Last week Meta held an event in which it told us about its Orion augmented reality glasses or the Meta Quest 3S. But he also took the opportunity to present Llama 3.2, the new version of his LLM that is now also very focused on conquering our mobile phones. In an interview commenting on these launches, Mark Zuckerberg talked about an important topic: why they are investing money in AI as if there were no tomorrow.
AI had limits. In a recent interview with YouTuber Cleo Abram, Mark Zuckerberg explained how in previously explored AI architectures you could feed the system with a certain amount of data but at some point it didn’t matter if you fed it with more data or used more resources to train it: you reached a stalemate and it didn’t move any further.
But now he doesn’t seem to have it. However, with systems based on the “Transformer” architecture, that deadlock never seems to be reached. In recent years these systems have not stopped being fed with more and more data and the training and inference infrastructures do not stop growing, but it doesn’t matter: the models continue to improve. As Zuckerberg says, “we haven’t found the limit yet.”
Flame will continue to grow. The CEO of Meta highlighted that because of this “that leads us to that dynamic in which we could train Llama 3 with between 10 and 20,000 GPUs, then train Llama 4 with more than 100,000 and with Llama 5 we could scale even more, and there It raises an interesting question, which is how far we can go.”
But they may be wrong. Zuckerberg, however, is aware that they could be wrong. “It’s entirely possible that at some point we will reach the limit” but he believes we won’t reach that limit anytime soon.
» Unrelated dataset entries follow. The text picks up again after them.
PR #1829, opened 2025-07-18
WIP: Allow admins (site or org) to download projects by code

### LINKED ISSUE #1707: Design a way for admins to download any FW Lite project
**Describe the feature**
Right now the project list on the home page only shows projects which the user is a member of. However admins can actually download any project, so there should be a way for them to download a project, maybe for now that's just by typing in the project code and clicking a button, we will need to handle the error state where it's not a valid fw lite project (or it's just missing entirely obviously)

rmunn:
WIP. Will fix #1707 when done.

Backend will now give frontend a project list for each server *and* whether the user is allowed to download arbitrary projects (by project code) from that server without being a member. This applies to site admins (who have rights to all projects) and org admins (who have rights to projects owned by their org). The latter case means the frontend still needs to handle "Well, turns out you're not authorized to download that project code" errors.

Backend work done, though it still need some minor tweaks. Next up will be frontend UI.

### DIFF
--- a/backend/FwLite/FwLiteShared/Projects/CombinedProjectsService.cs
+++ b/backend/FwLite/FwLiteShared/Projects/CombinedProjectsService.cs
@@ -28,7 +28,8 @@ public record ProjectModel(
         };
 }
 
-public record ServerProjects(LexboxServer Server, ProjectModel[] Projects);
+// TODO: Bikeshed the CanDownloadProjectsWithoutMembership name during code review, please. :-)
+public record ServerProjects(LexboxServer Server, ProjectModel[] Projects, bool CanDownloadProjectsWithoutMembership);
 public class CombinedProjectsService(LexboxProjectService lexboxProjectService,
     CrdtProjectsService crdtProjectsService,
     IEnumerable<IProjectProvider> projectProviders,
@@ -45,19 +46,20 @@ public class CombinedProjectsService(LexboxProjectService lexboxProjectService,
         for (var i = 0; i < lexboxServers.Length; i++)
         {
             var server = lexboxServers[i];
-            var projectModels = await ServerProjects(server);
-            serverProjects[i] = new ServerProjects(server, projectModels);
+            var (projectModels, canDownload) = await ServerProjects(server);
+            serverProjects[i] = new ServerProjects(server, projectModels, canDownload);
         }
 
         return serverProjects;
     }
 
-    private async Task<ProjectModel[]> ServerProjects(LexboxServer server, bool forceRefresh = false)
+    private async Task<(ProjectModel[], bool)> ServerProjects(LexboxServer server, bool forceRefresh = false)
     {
         if (forceRefresh) lexboxProjectService.InvalidateProjectsCache(server);
         var lexboxProjects = await lexboxProjectService.GetLexboxProjects(server);
-        await UpdateProjectServerInfo(lexboxProjects, await lexboxProjectService.GetLexboxUser(server));
-        var projectModels = lexboxProjects.Select(p => new ProjectModel(
+        var user = await lexboxProjectService.GetLexboxUser(server);
+        await UpdateProjectServerInfo(lexboxProjects.Projects, user);
+        var projectModels = lexboxProjects.Projects.Select(p => new ProjectModel(
                 p.Name,
                 p.Code,
                 Crdt: p.IsCrdtProject,
@@ -67,7 +69,7 @@ public class CombinedProjectsService(LexboxProjectService lexboxProjectService,
                 server,
                 p.Id))
             .ToArray();
-        return projectModels;
+        return (projectModels, lexboxProjects.CanDownloadProjectsWithoutMembership);
     }
 
     private async Task UpdateProjectServerInfo(FieldWorksLiteProject[] lexboxProjects, LexboxUser? lexboxUser)
@@ -82,10 +84,13 @@ public class CombinedProjectsService(LexboxProjectService lexboxProjectService,
 
 
     [JSInvokable]
-    public async Task<ProjectModel[]> ServerProjects(string serverId, bool forceRefresh)
+    // TODO: This should return an object rather than a tuple
+    // Perhaps a ServerProjects object, even though the LexboxServer Server property would be redundant
+    // OR... perhaps the bool isn't needed and this can go back to being just a ProjectModel array. TODO: Check that once I look at frontend code.
+    public async Task<(ProjectModel[], bool)> ServerProjects(string serverId, bool forceRefresh)
     {
         var server = lexboxProjectService.Servers().FirstOrDefault(s => s.Id == serverId);
-        if (server is null) return [];
+        if (server is null) return new([], false);
         return await ServerProjects(server, forceRefresh);
     }
 
@@ -145,9 +150,17 @@ public class CombinedProjectsService(LexboxProjectService lexboxProjectService,
 
     public async Task DownloadProject(string code, LexboxServer server)
     {
-        var serverProjects = await ServerProjects(server, false);
-        var project = serverProjects.FirstOrDefault(p => p.Code == code)
-            ?? throw new InvalidOperationException($"Project {code} not found on server {server.Authority}");
+        var (serverProjects, canDownloadProjectsWithoutMembership) = await ServerProjects(server, false);
+        var project = serverProjects.FirstOrDefault(p => p.Code == code);
+        if (project is null)
+        {
+            if (canDownloadProjectsWithoutMembership)
+            {
+                // TODO: Implement
+                Console.WriteLine("User should be able download with only a project code, not knowing project ID, but this isn't implemented yet");
+            }
+            throw new InvalidOperationException($"Project {code} not found on server {server.Authority}");
+        }
         await DownloadProject(project);
     }
 
--- a/backend/FwLite/FwLiteShared/Projects/LexboxProjectService.cs
+++ b/backend/FwLite/FwLiteShared/Projects/LexboxProjectService.cs
@@ -64,24 +64,24 @@ public class LexboxProjectService : IDisposable
         return Servers().FirstOrDefault(s => s.Id == projectData.ServerId);
     }
 
-    public async Task<FieldWorksLiteProject[]> GetLexboxProjects(LexboxServer server)
+    public async Task<ListProjectsResult> GetLexboxProjects(LexboxServer server)
     {
         return await cache.GetOrCreateAsync(CacheKey(server),
             async entry =>
             {
                 entry.AbsoluteExpirationRelativeToNow = TimeSpan.FromMinutes(5);
                 var httpClient = await clientFactory.GetClient(server).CreateHttpClient();
-                if (httpClient is null) return [];
+                if (httpClient is null) return new([], false);
                 try
                 {
-                    return await httpClient.GetFromJsonAsync<FieldWorksLiteProject[]>("api/crdt/listProjects") ?? [];
+                    return await httpClient.GetFromJsonAsync<ListProjectsResult>("api/crdt/listProjects") ?? new([], false);
                 }
                 catch (Exception e)
                 {
                     logger.LogError(e, "Error getting lexbox projects");
-                    return [];
+                    return new([], false);
                 }
-            }) ?? [];
+            }) ?? new([], false);
     }
 
     public async Task<LexboxUser?> GetLexboxUser(LexboxServer server)
--- a/backend/LexBoxApi/Controllers/CrdtController.cs
+++ b/backend/LexBoxApi/Controllers/CrdtController.cs
@@ -75,7 +75,7 @@ public class CrdtController(
     }
 
     [HttpGet("listProjects")]
-    public async Task<ActionResult<FieldWorksLiteProject[]>> ListProjects()
+    public async Task<ActionResult<ListProjectsResult>> ListProjects()
     {
         var myProjects = await projectService.UserProjects(loggedInContext.User.Id)
             .Where(p => p.Type == ProjectType.FLEx)
@@ -90,7 +90,7 @@ public class CrdtController(
         {
             await lexAuthService.RefreshUser(LexAuthConstants.ProjectsClaimType);
         }
-        return myProjects;
+        return new ListProjectsResult(myProjects, loggedInContext.User.CanDownloadProjectsWithoutMembership());
     }
 
     [HttpGet("lookupProjectId")]
--- a/backend/LexBoxApi/GraphQL/LexAuthUserCanDownloadProjectsExtensions.cs
+++ b/backend/LexBoxApi/GraphQL/LexAuthUserCanDownloadProjectsExtensions.cs
@@ -1,0 +1,14 @@
+using LexCore.Auth;
+using LexCore.Entities;
+
+namespace LexBoxApi.GraphQL;
+
+public static class LexAuthUserCanDownloadProjectsExtensions
+{
+    public static bool CanDownloadProjectsWithoutMembership(this LexAuthUser user)
+    {
+        if (user.IsAdmin) return true;
+        if (user.Orgs.Any(o => o.Role == OrgRole.Admin)) return true;
+        return false;
+    }
+}
--- a/backend/LexCore/Entities/ListProjectsResult.cs
+++ b/backend/LexCore/Entities/ListProjectsResult.cs
@@ -1,0 +1,7 @@
+namespace LexCore.Entities;
+
+// TODO: During code review, bikeshed where this record belongs. Needs to be referenceable from FwLiteShared
+
+public record ListProjectsResult(
+    FieldWorksLiteProject[] Projects,
+    bool CanDownloadProjectsWithoutMembership);
--- a/frontend/viewer/src/lib/dotnet-types/generated-types/FwLiteShared/Projects/ICombinedProjectsService.ts
+++ b/frontend/viewer/src/lib/dotnet-types/generated-types/FwLiteShared/Projects/ICombinedProjectsService.ts
@@ -10,7 +10,7 @@ export interface ICombinedProjectsService
 {
 	supportsFwData() : Promise<boolean>;
 	remoteProjects() : Promise<IServerProjects[]>;
-	serverProjects(serverId: string, forceRefresh: boolean) : Promise<IProjectModel[]>;
+	serverProjects(serverId: string, forceRefresh: boolean) : Promise<[IProjectModel[],boolean]>;
 	localProjects() : Promise<IProjectModel[]>;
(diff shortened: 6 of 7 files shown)


backend/FwLite/FwLiteShared/Projects/CombinedProjectsService.cs
```diff
@@ -143,12 +155,41 @@ private ProjectRole FromRole(UserProjectRole role) =>
...
+                        Crdt: isCrdtProject,
+                        Fwdata: false,
+                        Lexbox: true,
+                        Role: role,
+                        Server: server,
+                        Id: projectId
+                    );
+                    await DownloadProject(project);
+                    return DownloadProjectByCodeResult.Success;
+                }
```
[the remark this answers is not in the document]
rmunn: Done in commit 8bf48b554.

frontend/viewer/src/home/Server.svelte
```diff
@@ -23,6 +26,7 @@
   export let status: IServerStatus | undefined;
   $: server = status?.server;
   export let projects: Project[];
+  export let canDowloadByCode: boolean = false;
```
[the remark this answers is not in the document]
rmunn: Done in commit 12882ce71.

backend/FwLite/FwLiteShared/Projects/CombinedProjectsService.cs
```diff
@@ -82,10 +91,13 @@ private async Task UpdateProjectServerInfo(FieldWorksLiteProject[] lexboxProject
 
 
     [JSInvokable]
-    public async Task<ProjectModel[]> ServerProjects(string serverId, bool forceRefresh)
+    // TODO: This should return an object rather than a tuple
+    // Perhaps a ServerProjects object, even though the LexboxServer Server property would be redundant
+    // OR... perhaps the bool isn't needed and this can go back to being just a ProjectModel array. TODO: Check that once I look at frontend code.
+    public async Task<ServerProjects?> ServerProjects(string serverId, bool forceRefresh)
```
hahn-kev, line 97: looks like you sorted this todo out.

backend/FwLite/FwLiteShared/Projects/CombinedProjectsService.cs
```diff
@@ -143,12 +155,38 @@ private ProjectRole FromRole(UserProjectRole role) =>
             _ => ProjectRole.Unknown
         };
 
-    public async Task DownloadProject(string code, LexboxServer server)
+    [JSInvokable]
+    public async Task<DownloadProjectByCodeResult> DownloadProjectByCode(string code, LexboxServer server, string? userRole = null)
```
hahn-kev, line 159: let's use the user role enum here

backend/FwLite/FwLiteShared/Projects/CombinedProjectsService.cs
```diff
@@ -143,12 +155,38 @@ private ProjectRole FromRole(UserProjectRole role) =>
...
+                    Server: server,
+                    Id: projectId
+                );
+                await DownloadProject(project);
+                return DownloadProjectByCodeResult.Success;
+            }
+            return DownloadProjectByCodeResult.ProjectNotFound;
+        }
         await DownloadProject(project);
+        return DownloadProjectByCodeResult.Success;
```
hahn-kev, line 189: shouldn't there be a check here that the project already exists? or does that happen on the frontend?

backend/LexBoxApi/GraphQL/LexAuthUserCanDownloadProjectsExtensions.cs
```diff
@@ -0,0 +1,14 @@
+using LexCore.Auth;
+using LexCore.Entities;
+
+namespace LexBoxApi.GraphQL;
+
+public static class LexAuthUserCanDownloadProjectsExtensions
+{
+    public static bool CanDownloadProjectsWithoutMembership(this LexAuthUser user)
```
hahn-kev, line 8: let's just make this a method of `LexAuthUser`

backend/LexCore/Entities/ListProjectsResult.cs
```diff
@@ -0,0 +1,7 @@
+namespace LexCore.Entities;
+
+// TODO: During code review, bikeshed where this record belongs. Needs to be referenceable from FwLiteShared
+
+public record ListProjectsResult(
```
hahn-kev, line 5: I'd just put it in Project.cs below the `FieldWorksLiteProject` record

backend/LexBoxApi/Controllers/CrdtController.cs
```diff
@@ -75,7 +75,7 @@ public async Task<ActionResult<int>> CountChanges(Guid projectId,
     }
 
     [HttpGet("listProjects")]
-    public async Task<ActionResult<FieldWorksLiteProject[]>> ListProjects()
+    public async Task<ActionResult<ListProjectsResult>> ListProjects()
```
hahn-kev, line 78: I'd like to avoid breaking any existing clients, can we make a new API which returns the new ListProjectsResult and preserve this API. Not sure what a good request path would be. Maybe `GET /api/crdt/projectAccess`? we can always remove `listProjects` in a month or so when it's reasonable to expect people to have upgraded.

backend/FwLite/FwLiteShared/Projects/LexboxProjectService.cs
```diff
@@ -64,24 +64,49 @@ public LexboxServer[] Servers()
...
 
-    public async Task<FieldWorksLiteProject[]> GetLexboxProjects(LexboxServer server)
+    private static string CacheKeyForIsCrdtProject(LexboxServer server)
+    {
+        return $"IsCrdtProject|{server.Authority.Authority}";
+    }
+
+    public async Task<bool> IsCrdtProject(LexboxServer server, string projectCode)
+    {
+        return await cache.GetOrCreateAsync(CacheKeyForIsCrdtProject(server),
```
hahn-kev, line 74: I think let's not cache this since this is triggered by a user manually typing in the code, I can see a case where a project just became a CRDT project and now someone is trying to download it but it was previously cached as not a CRDT project because they checked too recently.

frontend/viewer/src/lib/admin-dialogs/GetProjectByCodeDialog.svelte
```diff
@@ -0,0 +1,80 @@
...
+    <Label class="cursor-pointer flex items-center gap-2">
+      Code:
+      <Input bind:value={projectCode} />
+    </Label>
+    <Label class="cursor-pointer flex items-center gap-2">
+      Role:
+      <Select
+          bind:value={userRole}
+          options={validRoles}
+          labelSelector={(role: ProjectRole) => $t(role)}
```
hahn-kev, line 60: this isn't going to work for i18n. In FW Lite the code is parsed and the text extracted. I suggest you do something like this:
```ts
const roles = [
{value: ProjectRole.Observer, label: $t`Observer`}
...
]
```
this way the i18n parser will see the string available for translation. The other option would be to just use a hard coded radio group, not sure if I like the dropdown select or radio group UI better, up to you.

frontend/viewer/src/lib/admin-dialogs/GetProjectByCodeDialog.svelte
```diff
@@ -0,0 +1,80 @@
...
+    <div class="text-end space-y-2">
+      {#if error}
+        <p class="text-destructive">{error}</p>
+      {/if}
+      {#if codeValidationError}
+        <p class="text-destructive">{codeValidationError}</p>
+      {/if}
+    </div>
+    <Dialog.DialogFooter>
+      <Button onclick={() => open = false} variant="secondary">{$t`Cancel`}</Button>
```
hahn-kev, line 73: should be disabled when loading

hahn-kev (changes requested):
Looks like a great start, I didn't test it out as there's a few things that need to be adjusted first.

backend/FwLite/FwLiteShared/Projects/CombinedProjectsService.cs
rmunn: There's a check on the frontend that won't let you submit the dialog if the project already exists in localProjects, but a backend check is probably a good idea also in case of frontend bugs.

backend/FwLite/FwLiteShared/Projects/CombinedProjectsService.cs
rmunn: Ah, that's what it's for: a string-serialized version of the enum. I did wonder about that, but given the name I thought it was connected to the Role property of the ProjectUsers object. I'll make that change.

backend/LexBoxApi/Controllers/CrdtController.cs
rmunn: Oh right, we have users out there now. When we discussed it in the office I was blithe about breaking APIs without needing to version because we're the only ones using this API, but we can't be quite so cavalier about it because we do have older versions of our client out there. Right; I'll undo that change and create a new FW Lite API endpoint.

backend/FwLite/FwLiteShared/Projects/LexboxProjectService.cs
rmunn: Sure, that lets me get rid of the awkwardly-named CacheKeyForIsCrdtProject function too.

frontend/viewer/src/lib/admin-dialogs/GetProjectByCodeDialog.svelte
rmunn: Made a hardcoded list of roles in commit d5eeaf42d, and also switched to radio buttons to see how it looks. It's meh, I might go back to Select since I kind of like the look of the dropdown better. But I'll keep the hardcoded list of roles when I go back to Select.

rmunn: Okay, commit f89d7e65f has something I'm reasonably happy with code-wise, given the constraint on labels being hardcoded as strings somewhere in the code. I switched back to Select as I just like the look better than radio buttons. The whole `const observerSelection = roleSelections[2];` thing feels just a little silly, but it felt even sillier to do `const observerSelection = roleSelections.find(r => r.role === UserProjectRole.Observer)!;` since the list is *right there* one line above.

This is done now unless there's something about it that you want changed.

frontend/viewer/src/lib/admin-dialogs/GetProjectByCodeDialog.svelte
rmunn: Done in commit 1ce3f3c13.

frontend/viewer/src/lib/admin-dialogs/GetProjectByCodeDialog.svelte
```diff
@@ -0,0 +1,80 @@
...
+    onDownloadProject: (code: string, userRole: ProjectRole) => Promise<string | undefined>,
+    validateCode: (code: string) => string | undefined,
+  } = $props();
+
+  async function downloadProject(e: Event, projectCode: string, userRole: ProjectRole) {
+    e.preventDefault();
+    e.stopPropagation();
+    loading = true;
+    error = await onDownloadProject(projectCode, userRole);
+    loading = false;
```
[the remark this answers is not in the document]
rmunn: Done in commit a22793b3c.

backend/LexBoxApi/GraphQL/LexAuthUserCanDownloadProjectsExtensions.cs
rmunn: Done in commit 04976873d.

backend/FwLite/FwLiteShared/Projects/CombinedProjectsService.cs
```diff
@@ -28,7 +37,8 @@ public record ProjectModel(
         };
 }
 
-public record ServerProjects(LexboxServer Server, ProjectModel[] Projects);
+// TODO: Bikeshed the CanDownloadProjectsWithoutMembership name during code review, please. :-)
+public record ServerProjects(LexboxServer Server, ProjectModel[] Projects, bool CanDownloadProjectsWithoutMembership);
```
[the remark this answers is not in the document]
rmunn: Went with `CanDownloadByCode` since I've already ended up using that name elsewhere, and that makes it more consistent. I kept CanDownloadProjectsWithoutMembership as the name of the LexAuthUser method, since there it seems to make sense, and also doesn't become part of the shape of an API passed through JSON to Javascript code. (Though I'll change it there too if you want me to).

Done in commit fd72b6aec.

backend/FwLite/FwLiteShared/Projects/CombinedProjectsService.cs
rmunn: Done in commit fd72b6aec.

backend/LexBoxApi/Controllers/CrdtController.cs
rmunn: I went with `listProjectsV2`, with the intention of switching it to `listProjects` once clients have upgraded and then retiring `listProjectsV2` later after another round of client upgrades. (Which should happen fairly often as we're still very much in beta).

Done in commit 4646946a9.

rmunn:
> @rmunn you're right, let's just modify `lookupProjectId` in the CrdtController, it should do exactly what your new `lookupProjectIdForDownload` API does, I'm fine that we're slightly changing an existing API since this actually makes more sense.

Done in commit f6d517b9b.

backend/FwLite/FwLiteShared/Projects/LexboxProjectService.cs
```diff
@@ -64,26 +64,29 @@ public LexboxServer[] Servers()
...
                     logger.LogError(e, "Error getting lexbox projects");
-                    return [];
+                    return new([], false);
                 }
-            }) ?? [];
+            }) ?? new([], false);
     }
 
+    // GetProjectByCode - return project ID, whether it's CRDT project, and throw Forbidden if don't have access rights. And project role, using Unknown rather than null so that it's non-nullable.
+    // Then the CanDownload and IsCrdtProject can be a single API call, also the getProjectId as well can be coalesced.
```
hahn-kev, line 88: I think you can drop this comment now

backend/FwLite/FwLiteWeb/Routes/ProjectRoutes.cs
```diff
@@ -53,11 +53,12 @@ public static IEndpointConventionBuilder MapProjectRoutes(this WebApplication ap
...
                 CombinedProjectsService combinedProjectsService,
                 string code,
-                string serverAuthority
+                string serverAuthority,
+                [FromQuery] UserProjectRole? role
             ) =>
             {
                 var server = options.Value.GetServerByAuthority(serverAuthority);
-                await combinedProjectsService.DownloadProject(code, server);
+                await combinedProjectsService.DownloadProjectByCode(code, server, role);
```
hahn-kev, line 61: this API currently always returns ok, we should at the very least return a 500 if the result is not success.

backend/LexBoxApi/Controllers/CrdtController.cs
```diff
@@ -93,19 +93,60 @@ public async Task<ActionResult<FieldWorksLiteProject[]>> ListProjects()
...
-        if (projectId is null)
-        {
-            return NotFound();
-        }
-
+        if (projectId is null) return NotFound();
+        allowed = await permissionService.CanDownloadProject(projectId.Value);
+        if (!allowed) return Forbid();
+        var isCrdt = projectService.IsCrdtProject(projectId.Value);
+        if (!isCrdt) return StatusCode(406);
```
hahn-kev, line 149: can we use `StatusCodes.Status406NotAcceptable` here?

backend/LexBoxApi/Controllers/CrdtController.cs
```diff
@@ -93,19 +93,60 @@ public async Task<ActionResult<FieldWorksLiteProject[]>> ListProjects()
...
+    public async Task<ActionResult<bool>> IsCrdtProject(string projectCode)
+    {
+        await permissionService.AssertCanViewProject(projectCode);
+        var projectId = await projectService.LookupProjectId(projectCode);
+        if (projectId is null) return NotFound();
+        return Ok(projectService.IsCrdtProject(projectId.Value));
+    }
+
+    [HttpGet("{projectId}/canDownload")]
+    public async Task<ActionResult<bool>> CanDownloadProject(Guid projectId)
```
hahn-kev, line 129: I don't think we're using this, or the `isCrdtProject` api anymore, so we can remove them.

frontend/viewer/src/home/Server.svelte
```diff
@@ -48,13 +52,48 @@
...
   function matchesProject(projects: Project[], project: Project): Project | undefined {
     if (project.id) {
       return projects.find(p => p.id == project.id && p.server?.id == project.server?.id);
     }
     return undefined;
   }
+
+  let getProjectByCodeDialog: GetProjectByCodeDialog|undefined;
+  function getProjectByCode()
+  {
```
hahn-kev, line 88: this is on the wrong line

frontend/viewer/src/home/Server.svelte
```diff
@@ -94,11 +133,22 @@
             {$t`Where are my projects?`}
             <Icon icon="i-mdi-open-in-new" class="size-4" />
           </Button>
+          {#if canDownloadByCode}
+            <br/>
```
hahn-kev, line 137: do we need the br here? can we do the same thing via css/tailwind

hahn-kev (changes requested):
left some comments I'd like dealt with before we merge. 
I also made a couple tweaks myself, fixed the dialog height issue.

backend/FwLite/FwLiteWeb/Routes/ProjectRoutes.cs
rmunn: Done in commit cef859bb4.

backend/LexBoxApi/Controllers/CrdtController.cs
rmunn: Yep, was looking for that one and forgot the name of the enum was `StatusCodes` so I didn't find it earlier.

Done in commit 3af11cb88.

frontend/viewer/src/home/Server.svelte
rmunn: Done in commit 3af11cb88.

frontend/viewer/src/home/Server.svelte
rmunn: Don't know off-hand how to do it with CSS, but I can change this so the button goes into its own `<div>` and doesn't line up horizontally.

Done(?) in commit 3af11cb88.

They are clearly betting on it, but he admits that he is not sure what can happen. Of course, for the moment it is clear: they will continue to invest money without stopping.
It’s what they all do. Zuckerberg’s speech supports the current situation. Not just that of Meta, but that of all the big technology companies, which have invested absolutely enormous sums of money trusting that AI models are indeed the future.
Qualifications. Yann LeCun, head of AI at Meta, also shared this comment on ” if we are looking for human-level AI, but “they are still very useful in the short term.” For him, all this infrastructure can go beyond simply squeezing current generative AI models.
Zuck says this because he has to say it.. Mark Zuckerberg’s words are not at all surprising: he has to defend his bet on AI as he previously did with the metaverse bet. With that one he lost and continues to lose a real fortune, but on that occasion Meta was the only one who trusted the concept. Now they have pivoted and left the metaverse in the background—but they are still working on the concept—but the difference is that their clear commitment to AI is not just theirs: it is an entire industry. That doesn’t mean the entire industry couldn’t be wrong, of course: Zuckerberg himself points this out in those comments.
In WorldOfSoftware | OpenAI is burning money like there is no tomorrow. The question is how long can he last like this?